§ Instructions for the task
From the records below, copy out exactly the lines from the one containing "quotaInCounts + '\'' +" to the one containing "usedBytes == that.usedBytes &&", both included. Add nothing else.

§ Task material

PR #1487, opened 2020-10-12
HDDS-4318. Disable single node pipeline creation by default in Ozone.

aryangupta1998:

Currently, single node pipeline creation is ON by default in ozone, though its not used by default in Ozone write path. It would be good to disable this by turning off the config "ozone.scm.pipeline.creation.auto.factor.one" by default. It may lead to some unit test failures and for those tests , this config needs to b explicitly set to true.

https://issues.apache.org/jira/browse/HDDS-4318

## How was this patch tested?

Tested manually


elek:
Thanks to work on this @aryangupta1998. 

> Currently, single node pipeline creation is ON by default in ozone, though its not used by default in Ozone write path.

Can you please help me to understand the details? Is the standalone GRPC endpoint endpoint used for RATIS/ONE write?

One note: it has a little risk when we modify the default, but all of tests use the old version. The new default won't be tested...

PR #1489, opened 2020-10-13
HDDS-4308. Fix issue with quota update

captainzmc:

Currently volumeArgs using getCacheValue and put the same object in doubleBuffer, this might cause issue.

Let's take the below scenario:

InitialVolumeArgs quotaBytes -> 10000
1. T1 -> Update VolumeArgs, and subtracting 1000 and put this updated volumeArgs to DoubleBuffer.
2. T2-> Update VolumeArgs, and subtracting 2000 and has not still updated to double buffer.

Now at the end of flushing these transactions, our DB should have 7000 as bytes used.

Now T1 is picked by double Buffer and when it commits, and as it uses cached Object put into doubleBuffer, it flushes to DB with the updated value from T2(As it is a cache object) and update DB with bytesUsed as 7000.

And now OM has restarted, and only DB has transactions till T1. (We get this info from TransactionInfo Table(https://issues.apache.org/jira/browse/HDDS-3685)

Now T2 is again replayed, as it is not committed to DB, now DB will be again subtracted with 2000, and now DB will have 5000.

But after T2, the value should be 7000, so we have DB in an incorrect state.

Issue here:
1. As we use a cached object and put the same cached object into double buffer this can cause this kind of issue.

https://issues.apache.org/jira/browse/HDDS-4308

## How was this patch tested?

Use the existing UT

### DIFF
--- a/hadoop-ozone/common/src/main/java/org/apache/hadoop/ozone/om/helpers/OmBucketInfo.java
+++ b/hadoop-ozone/common/src/main/java/org/apache/hadoop/ozone/om/helpers/OmBucketInfo.java
@@ -20,7 +20,6 @@ package org.apache.hadoop.ozone.om.helpers;
 
 import java.util.ArrayList;
 import java.util.BitSet;
-import java.util.concurrent.atomic.LongAdder;
 import java.util.HashMap;
 import java.util.LinkedHashMap;
 import java.util.List;
@@ -80,7 +79,7 @@ public final class OmBucketInfo extends WithObjectID implements Auditable {
 
   private final String sourceBucket;
 
-  private final LongAdder usedBytes = new LongAdder();
+  private long usedBytes;
 
   private long quotaInBytes;
   private long quotaInCounts;
@@ -132,7 +131,7 @@ public final class OmBucketInfo extends WithObjectID implements Auditable {
     this.bekInfo = bekInfo;
     this.sourceVolume = sourceVolume;
     this.sourceBucket = sourceBucket;
-    this.usedBytes.add(usedBytes);
+    this.usedBytes = usedBytes;
     this.quotaInBytes = quotaInBytes;
     this.quotaInCounts = quotaInCounts;
   }
@@ -241,9 +240,14 @@ public final class OmBucketInfo extends WithObjectID implements Auditable {
   }
 
 
-  public LongAdder getUsedBytes() {
+  public long getUsedBytes() {
     return usedBytes;
   }
+
+  public void incrUsedBytes(long bytes) {
+    this.usedBytes = this.usedBytes + bytes;
+  }
+
   public long getQuotaInBytes() {
     return quotaInBytes;
   }
@@ -324,7 +328,7 @@ public final class OmBucketInfo extends WithObjectID implements Auditable {
         .setSourceBucket(sourceBucket)
         .setAcls(acls)
         .addAllMetadata(metadata)
-        .setUsedBytes(usedBytes.sum())
+        .setUsedBytes(usedBytes)
         .setQuotaInBytes(quotaInBytes)
         .setQuotaInCounts(quotaInCounts);
   }
@@ -489,7 +493,7 @@ public final class OmBucketInfo extends WithObjectID implements Auditable {
         .setModificationTime(modificationTime)
         .setObjectID(objectID)
         .setUpdateID(updateID)
-        .setUsedBytes(usedBytes.sum())
+        .setUsedBytes(usedBytes)
         .addAllMetadata(KeyValueUtil.toProtobuf(metadata))
         .setQuotaInBytes(quotaInBytes)
         .setQuotaInCounts(quotaInCounts);
@@ -557,7 +561,7 @@ public final class OmBucketInfo extends WithObjectID implements Auditable {
         ", isVersionEnabled='" + isVersionEnabled + "'" +
         ", storageType='" + storageType + "'" +
         ", creationTime='" + creationTime + "'" +
-        ", usedBytes='" + usedBytes.sum() + "'" +
+        ", usedBytes='" + usedBytes + "'" +
         ", quotaInBytes='" + quotaInBytes + "'" +
         ", quotaInCounts='" + quotaInCounts + '\'' +
         sourceInfo +
@@ -582,7 +586,7 @@ public final class OmBucketInfo extends WithObjectID implements Auditable {
         storageType == that.storageType &&
         objectID == that.objectID &&
         updateID == that.updateID &&
-        usedBytes.sum() == that.usedBytes.sum() &&
+        usedBytes == that.usedBytes &&
         Objects.equals(sourceVolume, that.sourceVolume) &&
         Objects.equals(sourceBucket, that.sourceBucket) &&
         Objects.equals(metadata, that.metadata) &&
@@ -609,7 +613,7 @@ public final class OmBucketInfo extends WithObjectID implements Auditable {
         ", objectID=" + objectID +
         ", updateID=" + updateID +
         ", metadata=" + metadata +
-        ", usedBytes=" + usedBytes.sum() +
+        ", usedBytes=" + usedBytes +
         ", quotaInBytes=" + quotaInBytes +
         ", quotaInCounts=" + quotaInCounts +
         '}';
--- a/hadoop-ozone/common/src/main/java/org/apache/hadoop/ozone/om/helpers/OmBucketInfo.java
+++ b/hadoop-ozone/common/src/main/java/org/apache/hadoop/ozone/om/helpers/OmBucketInfo.java
@@ -245,7 +245,7 @@ public final class OmBucketInfo extends WithObjectID implements Auditable {
   }
 
   public void incrUsedBytes(long bytes) {
-    this.usedBytes = this.usedBytes + bytes;
+    this.usedBytes += bytes;
   }
 
   public long getQuotaInBytes() {
--- a/hadoop-ozone/common/src/main/java/org/apache/hadoop/ozone/om/helpers/OmVolumeArgs.java
+++ b/hadoop-ozone/common/src/main/java/org/apache/hadoop/ozone/om/helpers/OmVolumeArgs.java
@@ -23,7 +23,6 @@ import java.util.LinkedHashMap;
 import java.util.List;
 import java.util.Map;
 import java.util.Objects;
-import java.util.concurrent.atomic.LongAdder;
 
 import org.apache.hadoop.ozone.OzoneAcl;
 import org.apache.hadoop.ozone.OzoneConsts;
@@ -47,7 +46,6 @@ public final class OmVolumeArgs extends WithObjectID implements Auditable {
   private long quotaInBytes;
   private long quotaInCounts;
   private final OmOzoneAclMap aclMap;
-  private final LongAdder usedBytes = new LongAdder();
 
   /**
    * Private constructor, constructed via builder.
@@ -57,10 +55,9 @@ public final class OmVolumeArgs extends WithObjectID implements Auditable {
    * @param quotaInBytes - Volume Quota in bytes.
    * @param quotaInCounts - Volume Quota in counts.
    * @param metadata - metadata map for custom key/value data.
-   * @param usedBytes - Volume Quota Usage in bytes.
    * @param aclMap - User to access rights map.
    * @param creationTime - Volume creation time.
-   * @param  objectID - ID of this object.
+   * @param objectID - ID of this object.
    * @param updateID - A sequence number that denotes the last update on this
    * object. This is a monotonically increasing number.
    */
@@ -68,15 +65,14 @@ public final class OmVolumeArgs extends WithObjectID implements Auditable {
       "builder."})
   private OmVolumeArgs(String adminName, String ownerName, String volume,
       long quotaInBytes, long quotaInCounts, Map<String, String> metadata,
-      long usedBytes, OmOzoneAclMap aclMap, long creationTime,
-      long modificationTime, long objectID, long updateID) {
+      OmOzoneAclMap aclMap, long creationTime, long modificationTime,
+      long objectID, long updateID) {
     this.adminName = adminName;
     this.ownerName = ownerName;
     this.volume = volume;
     this.quotaInBytes = quotaInBytes;
     this.quotaInCounts = quotaInCounts;
     this.metadata = metadata;
-    this.usedBytes.add(usedBytes);
     this.aclMap = aclMap;
     this.creationTime = creationTime;
     this.modificationTime = modificationTime;
@@ -177,10 +173,6 @@ public final class OmVolumeArgs extends WithObjectID implements Auditable {
     return aclMap;
   }
 
-  public LongAdder getUsedBytes() {
-    return usedBytes;
-  }
-
   /**
    * Returns new builder class that builds a OmVolumeArgs.
    *
@@ -204,8 +196,6 @@ public final class OmVolumeArgs extends WithObjectID implements Auditable {
         String.valueOf(this.quotaInCounts));
     auditMap.put(OzoneConsts.OBJECT_ID, String.valueOf(this.getObjectID()));
     auditMap.put(OzoneConsts.UPDATE_ID, String.valueOf(this.getUpdateID()));
-    auditMap.put(OzoneConsts.USED_BYTES,
-        String.valueOf(this.usedBytes));
     return auditMap;
   }
 
@@ -241,7 +231,6 @@ public final class OmVolumeArgs extends WithObjectID implements Auditable {
     private OmOzoneAclMap aclMap;
     private long objectID;
     private long updateID;
-    private long usedBytes;
 
     /**
      * Sets the Object ID for this Object.
@@ -319,11 +308,6 @@ public final class OmVolumeArgs extends WithObjectID implements Auditable {
       return this;
     }
 
-    public Builder setUsedBytes(long quotaUsage) {
-      this.usedBytes = quotaUsage;
-      return this;
-    }
-
     public Builder addOzoneAcls(OzoneAclInfo acl) throws IOException {
       aclMap.addAcl(acl);
       return this;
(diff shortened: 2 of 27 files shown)


captainzmc:
Hi @bharatviswa504, Please help to review this PR.

captainzmc:
Hi @linyiqun,I modified the implementation based on the latest comments. Can you help to review this PR.

hadoop-ozone/ozone-manager/src/main/java/org/apache/hadoop/ozone/om/request/key/OMKeyRequest.java
```diff
@@ -597,27 +596,40 @@ protected boolean checkDirectoryAlreadyExists(String volumeName,
...
+  /**
+   * Return volume info that updated usageBytes for the specified volume. And
+   * check Volume usageBytes quota.
+   * @param omMetadataManager
+   * @param volume
+   * @param updateUsage
+   * @return OmVolumeArgs
+   * @throws IOException
+   */
+  protected static synchronized OmVolumeArgs syncCheckAndUpdateUsage(
```
linyiqun, line 624: I don't prefer to add new methods here, this makes current PR not clear to understand.
@captainzmc , can you make the minor adjustment for getVolumeInfo as I suggested in JIRA HDDS-4308.

captainzmc: Thanks for @linyiqun's review.
Modifying getVolumeInfo to synchronized and get copyObject would not suffice. There is only one instance of volumeArgs in memory, and we need to update volumeArgs atomic after getVolumeInfo. Then get the value of the copyObject.
So, I made a modification based on your suggestion, added update volumeArgs's usedBytes to the getVolumeInfo method.

bharatviswa504: I have not understood one part, how without volume lock this will help here.  

Because other threads can be updating volumeArgs when this update is happening/ other threads read omVolumeArgs.

bharatviswa504: Do we need LongAdder still?

captainzmc: > I have not understood one part, how without volume lock this will help here.
> 
> Because other threads can be updating volumeArgs when this update is happening/ other threads read omVolumeArgs.

This is a possible case. Can lead to update usageBytes inaccurate. 
Suppose that ThreadA update VolumeArgs using OMVolumeSetOwnerRequest, it gets VolumeArgs from DB if usageBytes is 1000 at this point. When ThreadB writes the new key using OMKeyCreateRequest, he changes usageBytes to 1100.
There is no Volume lock at this point, so ThreadB may finish executing first and ThreadA last. The Final usageBytes for VolumeArgs would be 1000. This should be a problem.
Maybe we still can't avoid using Volume lock. Any suggestions here? @linyiqun

captainzmc: > Do we need LongAdder still?
LongAdder will no longer be necessary if there are no concurrent updates to usedBytes.

captainzmc: > Do we need LongAdder still?

LongAdder will no longer be necessary if there are no concurrent updates to usedBytes.

linyiqun: >Thank for @bharatviswa504's feedback. This is a possible case. Can lead to update usageBytes inaccurate.
Suppose that ThreadA update VolumeArgs using OMVolumeSetOwnerRequest, it gets VolumeArgs from DB if usageBytes is 1000 at this point. When ThreadB writes the new key using OMKeyCreateRequest, he changes usageBytes to 1100.

Good catch, @captainzmc . Seems we still use volume lock to help us do the volume quota update control. We should acquire volume lock before get volume info (copy volume info) and release volume lock after add the OMClientResponse into double buffer cache.

captainzmc:
Hi @bharatviswa504 @linyiqun, This PR has been modified. Can you help to review this PR.

hadoop-ozone/common/src/main/java/org/apache/hadoop/ozone/om/helpers/OmVolumeArgs.java
```diff
@@ -177,10 +176,14 @@ public OmOzoneAclMap getAclMap() {
     return aclMap;
   }
 
-  public LongAdder getUsedBytes() {
+  public long getUsedBytes() {
     return usedBytes;
   }
 
+  public void setUsedBytes(long usedBytes) {
+    this.usedBytes = this.usedBytes + usedBytes;
```
linyiqun, line 184: Method name setUsedBytes seems confused, can we rename to incrUsedBytes(long bytes)

hadoop-ozone/ozone-manager/src/main/java/org/apache/hadoop/ozone/om/request/file/OMFileCreateRequest.java
```diff
@@ -300,8 +302,26 @@ public OMClientResponse validateAndUpdateCache(OzoneManager ozoneManager,
...
+      }
+
+      acquireVolumeLock = omMetadataManager.getLock().acquireWriteLock(
+          VOLUME_LOCK, volumeName);
+      omVolumeArgs.setUsedBytes(preAllocatedSpace);
+      OmVolumeArgs copyVolumeArgs = omVolumeArgs.copyObject();
+      if (acquireVolumeLock) {
+        omMetadataManager.getLock().releaseWriteLock(VOLUME_LOCK, volumeName);
+        acquireVolumeLock = false;
+      }
```
linyiqun, line 322: We should not release volume lock until add omClientResponse into double buffer. So that we can make sure stale OmVolumeArgs in other OM request won't be earlier processed than this request. Here we should ensure that the OmVolumeArgs is updated in order.

I prefer to add volume lock for the whole method.

hadoop-ozone/ozone-manager/src/main/java/org/apache/hadoop/ozone/om/request/file/OMFileCreateRequest.java
```diff
@@ -300,8 +302,26 @@ public OMClientResponse validateAndUpdateCache(OzoneManager ozoneManager,
...
-      omVolumeArgs.getUsedBytes().add(preAllocatedSpace);
       omBucketInfo.getUsedBytes().add(preAllocatedSpace);
+      OmBucketInfo copyBucketInfo = omBucketInfo.copyObject();
+      // We cannot acquire VOLUME_LOCK while holding BUCKET_LOCK. So
+      // release BUCKET_LOCK first.
+      if (acquiredLock) {
+        omMetadataManager.getLock().releaseWriteLock(BUCKET_LOCK, volumeName,
+            bucketName);
+        acquiredLock = false;
+      }
```
linyiqun, line 313: The similar concurrent update issue for bucket usedBytes will happens if we release bucket lock here and then try to acquire bucket lock again.
Seems we should both lock the volume and bucket lock for the whole method.

hadoop-ozone/ozone-manager/src/main/java/org/apache/hadoop/ozone/om/request/s3/multipart/S3MultipartUploadCommitPartRequest.java
```diff
@@ -222,16 +218,34 @@ public OMClientResponse validateAndUpdateCache(OzoneManager ozoneManager,
...
+          volumeName, bucketName);
 
       omResponse.setCommitMultiPartUploadResponse(
           MultipartCommitUploadPartResponse.newBuilder()
               .setPartName(partName));
       omClientResponse = new S3MultipartUploadCommitPartResponse(
           omResponse.build(), multipartKey, openKey,
           multipartKeyInfo, oldPartKeyInfo, omKeyInfo,
-          ozoneManager.isRatisEnabled(), omVolumeArgs, omBucketInfo);
+          ozoneManager.isRatisEnabled(), copyVolumeArgs, copyBucketInfo);
```
linyiqun, line 248: We should also update below lines to use copyVolumeArgs,  copyBucketInfo.
```java
    } catch (IOException ex) {
      result = Result.FAILURE;
      exception = ex;
      omClientResponse = new S3MultipartUploadCommitPartResponse(
          createErrorOMResponse(omResponse, exception), multipartKey, openKey,
          multipartKeyInfo, oldPartKeyInfo, omKeyInfo,
          ozoneManager.isRatisEnabled(), omVolumeArgs, omBucketInfo);
    } finally {
    ...
    }
```

linyiqun (commented):
Hi @captainzmc , please have a look for the latest comments.

hadoop-ozone/ozone-manager/src/main/java/org/apache/hadoop/ozone/om/request/file/OMFileCreateRequest.java
```diff
@@ -206,8 +206,8 @@ public OMClientResponse validateAndUpdateCache(OzoneManager ozoneManager,
           IAccessAuthorizer.ACLType.CREATE, OzoneObj.ResourceType.KEY);
 
       // acquire lock
-      acquiredLock = omMetadataManager.getLock().acquireWriteLock(BUCKET_LOCK,
-          volumeName, bucketName);
+      acquireVolumeLock = omMetadataManager.getLock().acquireWriteLock(
+          VOLUME_LOCK, volumeName);
```
linyiqun, line 211: >The similar concurrent update issue for bucket usedBytes will happens if we release bucket lock here and then try to acquire bucket lock again.
As mentioned above, we should both lock the volume and bucket lock for the whole method.

@captainzmc , can you address above comment, bucket lock is also needed since we also do the bucket used bytes update. Can you update this in all below places?

Other change looks good to me.

captainzmc: Thanks  for @linyiqun's feedback. A new commit has been committed to fix this.

hadoop-ozone/ozone-manager/src/main/java/org/apache/hadoop/ozone/om/request/file/OMFileCreateRequest.java
```diff
@@ -206,6 +208,8 @@ public OMClientResponse validateAndUpdateCache(OzoneManager ozoneManager,
           IAccessAuthorizer.ACLType.CREATE, OzoneObj.ResourceType.KEY);
 
       // acquire lock
+      acquireVolumeLock = omMetadataManager.getLock().acquireWriteLock(
+          VOLUME_LOCK, volumeName);
       acquiredLock = omMetadataManager.getLock().acquireWriteLock(BUCKET_LOCK,
```
linyiqun, line 213: Nit: Can we rename all variable name of acquiredLock to acquireBucketLock?

linyiqun (commented):
Thanks for addressing the comments, @captainzmc ! Leave one minor comment.
@bharatviswa504 , does current fix way make sense to you?

hadoop-ozone/ozone-manager/src/main/java/org/apache/hadoop/ozone/om/request/file/OMFileCreateRequest.java
captainzmc: Thanks @linyiqun.  Changed this with new commit.

linyiqun (approved):
LGTM +1. 
Let's wait for others to have a look for latest change as well, : ).

bharatviswa504 (commented):
If we use volume lock for key operations we serialize all bucket ops across volume which have major perf impact.

So some general questions on Quota:
1. Can we skip updating volume bytes used during key operations, when it is required just calculated bytes used from all bucket info. As with volume lock, it affects key operations.
2. During bucket creation why can't we make check if buckets created exceed volume quota set if so, fail bucket creation. In this way, during key operations we don't need to check volume bytesUsed, just bucket bytesUsed will be enough.
3. Is there a way to disable quota feature? My question is so when upgraded during key creation we by default bytesUsed. And when not required, we don't need to update bytesUsed.

captainzmc:
Thanks for @bharatviswa504's optimization Suggestions.

> 3. Is there a way to disable quota feature? My question is so when upgraded during key creation we by default bytesUsed. And when not required, we don't need to update bytesUsed. (I see that we have check during checkQuota, but not during update bytesUsed)

This bytesUsed should not be removed. If quota is not enabled when a bucket is created, then quota is enabled after a certain amount of data is written. At this point we need to know how much bytesUsed was before quota was enabled so that we can correctly update it.
And in addition to quota, displaying bytesUsed on buckets also gives the user a more intuitive view of the current usage of bucket data. This is similar to bytesUsed in the current container.

> 1. Can we skip updating volume bytes used during key operations, when it is required just calculated bytes used from all bucket info. As with volume lock, it affects key operations.
> 2. During bucket creation why can't we make check if buckets created exceed volume quota set if so, fail bucket creation. In this way, during key operations we don't need to check volume bytesUsed, just bucket bytesUsed will be enough.

Agree, I think this is a better way to avoid the current use of Volume lock.

linyiqun:
Also +1 with no volume lock approach and aggregate the bucket bytes used instead. 

>This bytesUsed should be updated all the time. If quota is not enabled when a bucket is created, then quota is enabled after a certain amount of data is written. At this point we need to know how much bytesUsed was before quota was enabled so that we can correctly update it.

Agreed, bytes used still needed but don't need to do any quota check if we have a way to disable quota.

captainzmc:
Hi @bharatviswa504 @linyiqun. Based on what we discussed yesterday, I revised the PR. Can you take another look?  In addition, [all UT has been approved on my personal branch](https://github.com/captainzmc/hadoop-ozone/runs/1358813259).

runzhiwang:
We no longer need to update volume usedBytes in Response. You can also delete the logic for updating volume usedBytes in Response.

runzhiwang:
Now that we no longer need the usebyte of the volume; You need to synchronize the contents of quote.md.

runzhiwang:
Overall LGTM. Just a couple of minor suggestions.

hadoop-ozone/ozone-manager/src/main/java/org/apache/hadoop/ozone/om/request/key/OMKeysDeleteRequest.java
```diff
@@ -171,15 +171,15 @@ public OMClientResponse validateAndUpdateCache(OzoneManager ozoneManager,
         quotaReleased += sumBlockLengths(omKeyInfo);
       }
       // update usedBytes atomically.
```
runzhiwang, line 173: we do not need this comment any more.

hadoop-ozone/common/src/main/java/org/apache/hadoop/ozone/om/helpers/OmBucketInfo.java
```diff
@@ -241,9 +240,14 @@ public String getSourceBucket() {
   }
 
 
-  public LongAdder getUsedBytes() {
+  public long getUsedBytes() {
     return usedBytes;
   }
+
+  public void incrUsedBytes(long bytes) {
+    this.usedBytes = this.usedBytes + bytes;
```
runzhiwang, line 248: this.usedBytes += bytes;

hadoop-ozone/ozone-manager/src/main/java/org/apache/hadoop/ozone/om/request/key/OMKeyCommitRequest.java
```diff
@@ -167,7 +167,6 @@ public OMClientResponse validateAndUpdateCache(OzoneManager ozoneManager,
         }
       }
 
-
```
runzhiwang, line 170: revert this line

hadoop-ozone/ozone-manager/src/main/java/org/apache/hadoop/ozone/om/request/key/OMKeyDeleteRequest.java
```diff
@@ -158,7 +158,8 @@ public OMClientResponse validateAndUpdateCache(OzoneManager ozoneManager,
 
       omClientResponse = new OMKeyDeleteResponse(omResponse
           .setDeleteKeyResponse(DeleteKeyResponse.newBuilder()).build(),
-          omKeyInfo, ozoneManager.isRatisEnabled(), omVolumeArgs, omBucketInfo);
+          omKeyInfo, ozoneManager.isRatisEnabled(), omVolumeArgs,
+          copyBucketInfo);
```
runzhiwang, line 162: copyBucketInfo -> omBucketInfo.copyObject()

captainzmc:
Thanks for @runzhiwang‘s review. The issues has been fixed.

runzhiwang (approved):
LGTM.

runzhiwang:
@captainzmc Thanks the patch. @bharatviswa504 @linyiqun Thanks for review. I have merged the patch.

linyiqun:
@captainzmc  and @runzhiwang , I noticed that one also removed below function:
```java
  protected void checkVolumeQuotaInBytes(OmVolumeArgs omVolumeArgs,
      long allocateSize) throws IOException {
    ...
  }
```
So now where we will check the quota usage of the volume? There should be one place to do the sum of volume buckets usage and then do the quote check.

captainzmc:
> @captainzmc and @runzhiwang , I noticed that we also removed below function:
> 
> ```java
>   protected void checkVolumeQuotaInBytes(OmVolumeArgs omVolumeArgs,
>       long allocateSize) throws IOException {
>     ...
>   }
> ```
> 
> So now where we will check the quota usage of the volume? There should be one place to do the sum of volume buckets usage and then do the quota check.
Thanks for @linyiqun's attention. For now we no longer need to check the Quota of Volume. Because we have ensured that all bucket quota and do not exceed volume quota when we set bucket and volume quota. Therefore, to write a key under a bucket, we simply check bucket quota. Volume's quota will naturally not exceed as long as the bucket's quota checks pass.

linyiqun:
Sounds good, thanks @captainzmc  for the explanation.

§ Result
         ", quotaInCounts='" + quotaInCounts + '\'' +
         sourceInfo +
@@ -582,7 +586,7 @@ public final class OmBucketInfo extends WithObjectID implements Auditable {
         storageType == that.storageType &&
         objectID == that.objectID &&
         updateID == that.updateID &&
-        usedBytes.sum() == that.usedBytes.sum() &&
+        usedBytes == that.usedBytes &&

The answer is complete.